◆ **DATA IN THIS EXERCISE**:
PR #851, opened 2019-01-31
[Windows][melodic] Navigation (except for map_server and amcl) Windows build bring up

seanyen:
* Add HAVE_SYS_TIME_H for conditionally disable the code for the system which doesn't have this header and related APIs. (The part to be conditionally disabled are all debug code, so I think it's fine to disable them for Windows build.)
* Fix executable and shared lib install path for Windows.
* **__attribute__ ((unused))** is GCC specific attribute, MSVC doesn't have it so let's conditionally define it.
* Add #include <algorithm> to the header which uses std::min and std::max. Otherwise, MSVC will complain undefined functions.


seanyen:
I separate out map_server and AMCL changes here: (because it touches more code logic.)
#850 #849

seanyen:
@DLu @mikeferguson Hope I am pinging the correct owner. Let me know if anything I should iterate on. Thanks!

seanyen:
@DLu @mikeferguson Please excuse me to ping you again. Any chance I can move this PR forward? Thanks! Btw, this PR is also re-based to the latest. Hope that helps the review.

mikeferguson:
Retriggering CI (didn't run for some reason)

◆ **EXERCISE PROMPT**: Whichever lines of the records above hold the word "Thanks" should all be copied out.

◆ **EXERCISE RESPONSE**:
@DLu @mikeferguson Hope I am pinging the correct owner. Let me know if anything I should iterate on. Thanks!
@DLu @mikeferguson Please excuse me to ping you again. Any chance I can move this PR forward? Thanks! Btw, this PR is also re-based to the latest. Hope that helps the review.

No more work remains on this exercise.